## SciPost Submission Page

# The self-consistent quantum-electrostatic problem in strongly non-linear regime

### by P. Armagnat, A. Lacerda, B. Rossignol, C. Groth, X. Waintal

### Submission summary

As Contributors: | Xavier Waintal |

Arxiv Link: | https://arxiv.org/abs/1905.01271v1 |

Date submitted: | 2019-05-07 |

Submitted by: | Waintal, Xavier |

Submitted to: | SciPost Physics |

Domain(s): | Computational |

Subject area: | Condensed Matter Physics - Computational |

### Abstract

The self-consistent quantum-electrostatic (also known as Poisson-Schr\"odinger) problem is notoriously difficult in situations where the density of states varies rapidly with energy. At low temperatures, these fluctuations make the problem highly non-linear which renders iterative schemes deeply unstable. We present a stable algorithm that provides a solution to this problem with controlled accuracy. The technique is intrinsically convergent including in highly non-linear regimes. We illustrate our approach with (i) a calculation of the compressible and incompressible stripes in the integer quantum Hall regime and (ii) a calculation of the differential conductance of a quantum point contact geometry. Our technique provides a viable route for the predictive modeling of the transport properties of quantum nanoelectronics devices.

###### Current status:

### Submission & Refereeing History

## Reports on this Submission

### Anonymous Report 1 on 2019-5-8 Invited Report

### Strengths

1. Clearly written

2. Well presented and documented

3. Detailed discussion of a difficult problem

4. Valuable information for researchers discussed in one place

5. New stable approach to a known problem

### Weaknesses

No obvious weakness

### Report

The authors propose an effective method to solve "the

the self-consistent quantum-electrostatic problem" at

zero temperature. Commonly, this has been avoided by

performing the calculations at a finite, but low

temperature. Indeed, the suggested methodology is

well explained, documented, and supported by examples.

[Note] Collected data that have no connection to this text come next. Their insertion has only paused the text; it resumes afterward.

PR #2808, opened 2024-10-09
Allow using IPv6 sockets with mirrord

aviramha:
Closes #2807

PR #2829, opened 2024-10-11
Handle IPv4 in IPv6, fix regressions

aviramha:
Should fix any regression caused by https://github.com/metalbear-co/mirrord/pull/2808


meowjesty (approved):
It's canon now.

ps. Could you add a module docs in `socket.rs` talking about the need to use `to_canonical`, mentioning the ipv4 in ipv6 and how we need this to have ipv6 not break our ipv4 `loopback`.

Issue #2287, opened 2024-03-04
DNS failure because lack of privileged container


aviramha:
A user encountered a case where DNS resolution failed because the agent lacked the `privileged` flag to access the target container's `/etc/resolv.conf`. 
In this line we just propagate the error, converting it to unknown dns failure error. I'm not sure how we can improve it but it'd be nice if we could check for permission denied then let user know somehow.
https://github.com/metalbear-co/mirrord/blob/879fd097bd5949bf694f8f6610900139323e1f33/mirrord/agent/src/dns.rs#L71

meowjesty:
Bit of a better error was added, hopefully it's friendlier to users now.

PR #2830, opened 2024-10-11
Add error log when `resolv.conf` fails to `open` due to `PermissionDenied`.

meowjesty:
- Issue: #2287 

Is this what we want to warn the user?


aviramha:
I can understand how this solution was thought of but the function that actually fails is the getaddrinfo in the agent side - afaik when this happens it's not even trying to open the file.
Ideally we would like to have the agent notify when such error happens as part of resolution

meowjesty:
Now we get a nice error on the layer side:

```
ERROR ThreadId(02) remote_getaddrinfo: mirrord_layer::socket::ops: error=Failed performing `getaddrinfo` with: the agent could not find a DNS related file, such as `/etc/resolv.conf` or `/etc/hosts`! node="www.mirrord.dev"
```

p.s.: This error is for `NotFound`, as I was using it to trigger an issue in the `fs::read` call (easier than changing permissions).

mirrord/agent/src/dns.rs
```diff
@@ -75,7 +76,7 @@ impl DnsWorker {
     ///
     /// We could probably cache results here.
     /// We cannot cache the [`AsyncResolver`] itself, becaues the configuration in `etc` may change.
-    #[tracing::instrument(level = "trace")]
+    #[tracing::instrument(level = Level::TRACE, ret, err)]
```
Razz4780, line 79: This should not be a global agent error imho. User puts bad url in their app -> error spam in the agent. I'd log error when we fail to build the resolver though. You can put building the resolver in a `try` block (excluding only the lookup itself) and log the error returned from that block

mirrord/agent/src/dns.rs
```diff
@@ -110,12 +111,16 @@ impl DnsWorker {
...
+    #[tracing::instrument(level = Level::TRACE, skip(self))]
     fn handle_message(&self, message: DnsCommand) {
         let etc_path = self.etc_path.clone();
         let timeout = self.timeout;
         let attempts = self.attempts;
         let lookup_future = async move {
-            let result = Self::do_lookup(etc_path, message.request.node, attempts, timeout).await;
+            let result = Self::do_lookup(etc_path, message.request.node, attempts, timeout)
+                .await
+                .inspect_err(|fail| tracing::error!(?fail, "DNS lookup failed!"));
```
Razz4780, line 122:
```suggestion
                .inspect_err(|fail| tracing::trace!(?fail, "DNS lookup failed!"));
```
I wouldn't log on error level here, resolver build failure should already be logged internally in `do_lookup`. Lookup errors themselves could be spammy

mirrord/layer/src/error.rs
```diff
@@ -41,7 +41,7 @@ mod ignore_codes {
 /// These errors are converted to [`libc`] error codes, and are also used to [`set_errno`].
 #[derive(Error, Debug)]
 pub(crate) enum HookError {
-    #[error("mirrord-layer: Failed while getting a response!")]
+    #[error(transparent)]
```
Razz4780, line 44: All other variants have `mirrord-layer` prefix :X

mirrord/layer/src/error.rs
```diff
@@ -126,7 +126,7 @@ pub(crate) enum HookError {
 /// handling [`ProxyToLayerMessage`](mirrord_intproxy_protocol::ProxyToLayerMessage).
 #[derive(Error, Debug)]
 pub(crate) enum LayerError {
-    #[error("mirrord-layer: Failed while getting a response!")]
+    #[error(transparent)]
```
Razz4780, line 129: All other variants have `mirrord-layer` prefix :X

mirrord/protocol/Cargo.toml
```diff
@@ -1,6 +1,6 @@
 [package]
 name = "mirrord-protocol"
-version = "1.11.4"
+version = "1.11.5"
```
Razz4780, line 3: Needs an update I think, version is now different on main

mirrord/protocol/src/error.rs
```diff
@@ -151,13 +151,17 @@ pub struct RemoteIOError {
 
 /// Our internal version of Rust's `std::io::Error` that can be passed between mirrord-layer and
 /// mirrord-agent.
+///
+/// [`ResolveErrorKindInternal`] has a nice [`core::fmt::Display`] implementation that
+/// should be user friendly, and can be appended to the generic error message here.
 #[derive(Encode, Decode, Debug, PartialEq, Clone, Eq, Error)]
-#[error("Failed performing `getaddrinfo` with {kind:?}!")]
+#[error("Failed performing `getaddrinfo` with: {kind}!")]
```
Razz4780, line 158:
```suggestion
#[error("Failed performing `getaddrinfo`: {kind}")]
```

mirrord/protocol/src/error.rs
```diff
@@ -151,13 +151,17 @@ pub struct RemoteIOError {
...
 pub struct DnsLookupError {
     pub kind: ResolveErrorKindInternal,
 }
 
 impl From<io::Error> for ResponseError {
+    #[tracing::instrument(level = Level::TRACE, ret)]
```
Razz4780, line 164: Looks unnecessary :v

mirrord/protocol/src/error.rs
```diff
@@ -167,6 +171,7 @@ impl From<io::Error> for ResponseError {
 }
 
 impl From<ResolveError> for ResponseError {
+    #[tracing::instrument(level = Level::TRACE, ret)]
```
Razz4780, line 174: Looks unnecessary :v

mirrord/protocol/src/error.rs
```diff
@@ -233,6 +238,33 @@ pub enum ResolveErrorKindInternal {
...
+
+impl core::fmt::Display for ResolveErrorKindInternal {
+    fn fmt(&self, f: &mut Formatter<'_>) -> fmt::Result {
+        match self {
+            ResolveErrorKindInternal::Message(message) => write!(f, "{message}"),
+            ResolveErrorKindInternal::NoConnections => write!(f, "no connections"),
+            ResolveErrorKindInternal::NoRecordsFound(records) => {
+                write!(f, "no records found {records}")
+            }
+            ResolveErrorKindInternal::Proto => write!(f, "protocol"),
```
Razz4780, line 253:
```suggestion
            ResolveErrorKindInternal::Proto => write!(f, "protocol error"),
```

mirrord/protocol/src/error.rs
```diff
@@ -233,6 +238,33 @@ pub enum ResolveErrorKindInternal {
...
+            ResolveErrorKindInternal::Timeout => write!(f, "timeout"),
+            ResolveErrorKindInternal::Unknown => write!(f, "unknown"),
```
Razz4780, line 255:
```suggestion
            ResolveErrorKindInternal::Unknown => write!(f, "unknown error"),
```

Razz4780 (changes requested):
Just nits around tracing/messages

mirrord/layer/src/error.rs
meowjesty: Re-added it, but I think we should look into our error messages, while trying this out I was getting some terrible ones, along the lines of:

`mirrord-layer: Failed to get Response due to: Failed to DNS something with: KubeError failed { kind: Thing, error: UnknownSomething }`.

We should probably prepare a good initial message for the inner error, and just keep everything else `transparent` (for our internal errors), example:

```rust
#[error("We have an io error: {0}!")]
IO(#[from] std::IO),

#[error(transparent)]
Response(#[from] protocol::ResponseError),
```

mirrord/agent/src/dns.rs
meowjesty: Alright, for some reason the `try` block approach did not work. Rust could not figure out the type, and I tried putting the type in, both on the `let` side and on the `Ok` side, still kept complaining.

Using an `async` closure to the same effect.

mirrord/layer/src/error.rs
Razz4780: Yeah these error messages require some extra care

mirrord/agent/src/dns.rs
Razz4780: Tadaa. This compiles

```rust
    #[tracing::instrument(level = Level::TRACE, ret, err(level = Level::TRACE))]
    async fn do_lookup(
        etc_path: PathBuf,
        host: String,
        attempts: usize,
        timeout: Duration,
    ) -> RemoteResult<DnsLookup> {
        let resolver: Result<_, ResponseError> = try {
            let resolv_conf_path = etc_path.join("resolv.conf");
            let hosts_path = etc_path.join("hosts");

            let resolv_conf = fs::read(resolv_conf_path).await?;
            let hosts_conf = fs::read(hosts_path).await?;

            let (config, mut options) = parse_resolv_conf(resolv_conf)?;
            options.server_ordering_strategy =
                hickory_resolver::config::ServerOrderingStrategy::UserProvidedOrder;
            options.timeout = timeout;
            options.attempts = attempts;
            options.ip_strategy = hickory_resolver::config::LookupIpStrategy::Ipv4Only;

            let mut resolver = AsyncResolver::tokio(config, options);

            let hosts = Hosts::default().read_hosts_conf(hosts_conf.as_slice())?;
            resolver.set_hosts(Some(hosts));

            resolver
        };

        let lookup = resolver
            .inspect_err(|error| tracing::error!(%error, "failed to build DNS resolver"))?
            .lookup_ip(host)
            .await
            .inspect(|lookup| tracing::trace!(?lookup, "Lookup finished"))?
            .into();

        Ok(lookup)
    }
```

Razz4780 (approved):
Noice. I recommend using the try block tho

mirrord/agent/src/dns.rs
meowjesty: Thank you!

Changed.

PR #2832, opened 2024-10-13
Update github actions dependencies

aviramha:


.github/workflows/ci.yaml
```diff
@@ -154,8 +154,8 @@ jobs:
           toolchain: nightly-2024-04-15
           components: rustfmt, clippy
           target: aarch64-unknown-linux-gnu,x86_64-unknown-linux-gnu
-      - uses: actions/setup-python@v3 # For http mirroring tests with Flask and FastAPI.
-      - run: pip3 install cargo-zigbuild # For http mirroring test with Flask.
+      - uses: actions/setup-python@v5 # For http mirroring tests with Flask and FastAPI.
+      - run: pip3 install --break-system-packages cargo-zigbuild # For http mirroring test with Flask.
```
DmitryDodzin, line 158: Is maybe switching to uv better in this case like for towncrier instead of setting `--break-system-packages`?

.github/workflows/ci.yaml
```diff
@@ -471,10 +471,8 @@ jobs:
           candidate: java
           version: 17.0.6-tem
       - run: java -version
-      - uses: actions/setup-python@v3 # For http mirroring tests with Flask and FastAPI.
-      - run: pip3 install flask # For http mirroring test with Flask.
-      - run: pip3 install fastapi # For http mirroring test with FastAPI.
-      - run: pip3 install uvicorn[standard] # For http mirroring test with FastAPI.
+      - uses: actions/setup-python@v5 # For http mirroring tests with Flask and FastAPI.
+      - run: pip3 install --break-system-packages flask fastapi uvicorn[standard] # For http mirroring test with Flask.
```
DmitryDodzin, line 475: Same here uv?

.github/workflows/ci.yaml
```diff
@@ -288,26 +288,26 @@ jobs:
         with:
           node-version: 14
       - run: npm install express # For http mirroring test with node.
-      - uses: actions/setup-python@v3 # For http mirroring tests with Flask and FastAPI.
-      - run: pip3 install flask fastapi uvicorn[standard] # For http mirroring test with Flask.
+      - uses: actions/setup-python@v5 # For http mirroring tests with Flask and FastAPI.
+      - run: pip3 install --break-system-packages flask fastapi uvicorn[standard] # For http mirroring test with Flask.
```
DmitryDodzin, line 292: Same here uv?

.github/workflows/ci.yaml
aviramha: problem is it's quite hard to make everything use uv (requires a venv and activating it..)

DmitryDodzin (approved):

Issue #2836, opened 2024-10-14
Rollback allowing AF_INET6


aviramha:
Closes #2828 
Closes #2835 
Closes #2820

PR #2837, opened 2024-10-14
Disallow using IPv6 sockets with mirrord

DmitryDodzin:
relevant for #2836


aviramha:
just to make sure, we want to rollback all attempts to fix regression as well (as I fear those might have introduced even more issues ;( )

aviramha (approved):

PR #2841, opened 2024-10-15
Better error display for mirrord-container sidecar

DmitryDodzin:
relevant for #2726


gememma:
@DmitryDodzin do you have any before/ after examples?

DmitryDodzin:
> @DmitryDodzin do you have any before/ after examples?

Well right now any error there is a high likelihood that the container logs will be lost and only this error will be shown
```
Error:   × Comand failed to execute command [docker logs be6fe8a8bcc8bb8f721851fb5fd2c560666c0b03261f97c0db0dd94f74bf0e1f]: Error response from daemon: No such
  │ container: be6fe8a8bcc8bb8f721851fb5fd2c560666c0b03261f97c0db0dd94f74bf0e1f
```
this happens because the sidecar is deleted (due to `--rm` flag) before the `<runtime> logs <container_id>` is executed

This changes the command to use `<runtime> logs -f <container_id>` so the output can be something like
```
Error:   × Command output indicates an error [podman logs -f 7a3aaf9257b89b785074195b9a2bcdf85cb0f2e1895cbfc31e0815c40431f988]: thread 'main' panicked at mirrord/cli/src/internal_proxy.rs:130:5:
  │ test panic
  │ note: run with `RUST_BACKTRACE=1` environment variable to display a backtrace
  │
  help: This is a bug. Please report it in our Discord or GitHub repository.
```

gememma (approved):
Looks really nice 👍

All this together makes the manuscript very valuable

to many researchers that have to address this problem

in some form in their modeling of physical phenomena.

### Requested changes

For the authors to consider:

1.

The manuscript is well written, but I am note quite

sure if in the sentence:

"The technique is intrinsically convergent including

in highly non-linear regimes."

the word "including" is the best choice.

2.

The authors do investigate the "self-consistent

quantum-electrostatic problem", which they also

refer to as the "Poisson-Schrödinger problem".

In view of a difference in use of the terms within

the physics and the mathematical communities I would

like the authors briefly to relate this problem to

the Hartree Approximation (HA) which in the physics

and the quantum chemistry communities is also the

mentioned simultaneous solution of the Schrödinger

and the Poisson equations with the condition that

the wavefunctions are to be orthogonal.

In the mathematics community the problem is often

confronted without this last condition.

The different stand point can be referred back to

the need of physicists to relate the HA to higher

order ones, the Hartree-Fock Approximation (HFA), or

higher order Green functions schemes. This issue

is briefly mentioned in the Introduction of:

The European Physical Journal B 84, 699 (2011).